5.1.2. Aquifer permeability effect on the cross section size

Several permeability values were tested between .01 and 100 times corresponding to highly impermeable and highly permeable soils (Bear & Verruijt, 1987). The permeability value of the aquifer foundation from the IJkdijk experiment corresponds to a fine sand of good permeability. Figure 6 shows that for very low permeability values (representative of very fine sands), the system will not be able to build a sufficiently high-pressure gradient inside the erosion channel so that the grain particle can be dragged.

Figure 6. Required erosion channel height (in terms of n_g), for different aquifer permeability (k) values.

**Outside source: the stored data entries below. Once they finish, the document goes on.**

PR #1560, opened 2024-04-17
fluids: Remove ceed backend from advection.yaml

jrwrigh:
Due to ordering, this overides the regression tests. So all the new advection tests that used `advection.yaml` were actually running with the wrong ceed backend the entire time. Let's hope everything still passes...


jedbrown (approved):
Good catch

PR #1561, opened 2024-04-22
fluids - use VecGetState

jeremylt:
`VecGetState` is available in PETSc now


jrwrigh (approved):
Also need to remove the `#include <petsc/private/petscimpl.h>` line at the top of the file for the private PETSc header.

Thanks!

jeremylt:
Note - the intermittent failures for MFEM and fluids in CI are still there. Odd

PR #1562, opened 2024-04-24
fluids: Make ProblemData a pointer to struct

jrwrigh:
We basically use `problem` as a pointer-to-struct type everywhere, so might as well make it consistent with the other structs.


jrwrigh:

For the IJkdijk case (high permeability aquifers of clean sand) and larger d₇₀ grains (10 times k in Figure 6), the results agree with the reported experimental findings (Van Esch et al., 2013) which stated that values of n_g = 10 grains in experimental set-up and n_g = 30 grains in field surveys for coarser sands where observed. Based on these results it is concluded that the aquifer permeability has a very large influence in the eroding capacity and therefore it should be represented as a random variable instead of a calibration value for the probabilistic assessment.

5.1.3. Aquifer depth effect on the cross section size

Four different aquifer depths were tested (3, 5, 8 and 30 m). The results showed that from 3 to 8 m depth, the variation of the required erosion height fluctuated between 8 and 10 grains (Figure 7).

Figure 7. Required erosion channel height (in terms of n_g), for different aquifer depths.

For thicker aquifers (D > 8 m), there is no additional depth-related effect observed as the pressure gradient lines are overlapping. Therefore, the range of variation of this parameter can be bounded. Hence, this characteristic was not represented as a stochastic parameter in the probabilistic safety assessment. Instead, several aquifer depths with their correspondent erosion channel height were tested.

5.2. Deterministic safety assessment for structural embedment

Three different commercial size sewer pipes were selected for this analysis. Diameters of .8, 1.0 and 1.2 m were selected assuming that such sizes will have a significant effect in the flow paths inside the aquifer. In terms of the sewer pipe position, eight locations in the horizontal direction and three in the vertical location were modelled. Their corresponding safety factor value was obtained based on Equation 9(9) . In Figure 8, the obtained safety factor values are written in the exact location corresponding to the centre of the assessed sewer pipe. For the most critical and favourable locations, the perimeter of the sewer pipe is plotted with a dashed line while preserving the scale. The erosion channel is represented by a thicker dashed line along the bottom of the flood defence.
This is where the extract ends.